# Problem statement
Please copy out the entries below exactly, beginning with the line that contains "is just ignored." and ending with the line that contains "6) Setting VM", and include nothing outside that span.

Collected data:

□ □ □ □

Issue #8033, opened 2018-10-24
[Bug] view.form.fill_with in do_vm_provisioning returns False


jan-zmeskal:
It is called [here](https://github.com/ManageIQ/integration_tests/blob/master/cfme/provisioning.py#L23). Even though a lot of stuff is filled there during creating provision request, it still returns `False`. The same happen when you call just `fill` with the same provisioning data.

Here's my [conversation](https://up1-vrutkovs.int.open.paas.redhat.com/#B5e4i3cBdRyfhWdLnWI3ig) with @izapolsk and @mshriver.

jan-zmeskal:
It seems like the issue has been resolved already by some PR not referenced here

PR #8039, opened 2018-10-25
[1LP][RFR][NOTEST] Updating ISO provisioning test

jan-zmeskal:
This PR does a couple of things:

1) We started using RHEL7.5 image in ISO provisioning testing. That's why I am adding _wget_ installation to the Kickstart script. We need to make a callback to CFME in the end, but _wget_ is not present on clean RHEL7.5 box.

2) Removing BZ1613326 since it's been verified.

3) Adding #8033 as a blocker.

4) BZ1642924 now causes that e-mail about approval of provision request is not sent. Therefore I suggest we don't check it while the bug is open. It's probably not a good idea to block a big chunk of tests just because of that.

5) Adding `addr_mode` as a new value in `provisioning_data`. You can choose either "Static" or "DHCP". If you don't provide anything in cfme_data, then this is just ignored.

6) Setting VM to be powered off after provision. This is in accord with the documentation.

7) Setting timeout for 1800 seconds. My experience is that ISO provision of RHEL7.5 with our Kickstart takes about 23 minutes, so 1500 seconds is really cutting it close. 

Note about testing: Unfortunately, I cannot really verify this PR as it stands now. That's because #8033 is blocking automation. However, I tested it on our Jenkins with a workaround (adding `return True` to the end of `before_fill` of `ProvisionView.form`). Here's the result: https://rhv-jenkins.rhev-ci-vms.eng.rdu2.redhat.com/job/cfme-5.10-rhv-4.2-integration-test-dev/43/

Shriver: wanted to see PRT results including 8033 behavior, feel free to remove my commit :)
{{ pytest: --use-provider complete --long-running cfme/tests/infrastructure/test_iso_provisioning.py }}

### DIFF
--- a/cfme/provisioning.py
+++ b/cfme/provisioning.py
@@ -1,5 +1,6 @@
 # -*- coding: utf-8 -*-
 from cfme.utils.appliance.implementations.ui import navigate_to
+from cfme.utils.blockers import BZ
 from cfme.utils.log import logger
 from cfme.utils.wait import wait_for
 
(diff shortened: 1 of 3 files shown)


sshveta:
> @sshveta Hi, I am very sorry, but that test case is not part of RHV-CFME regression suite. These days I have very little resources available for work on RHV-CFME tests. I cannot really invest my time in anything else.

Ok No worries I have someone from service team implement that .

mshriver:
ISO provisioning tests failing because rhv41 provider is missing expected ISO image, not related to changes here.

□ □ □ □

# Answer
5) Adding `addr_mode` as a new value in `provisioning_data`. You can choose either "Static" or "DHCP". If you don't provide anything in cfme_data, then this is just ignored.

6) Setting VM to be powered off after provision. This is in accord with the documentation.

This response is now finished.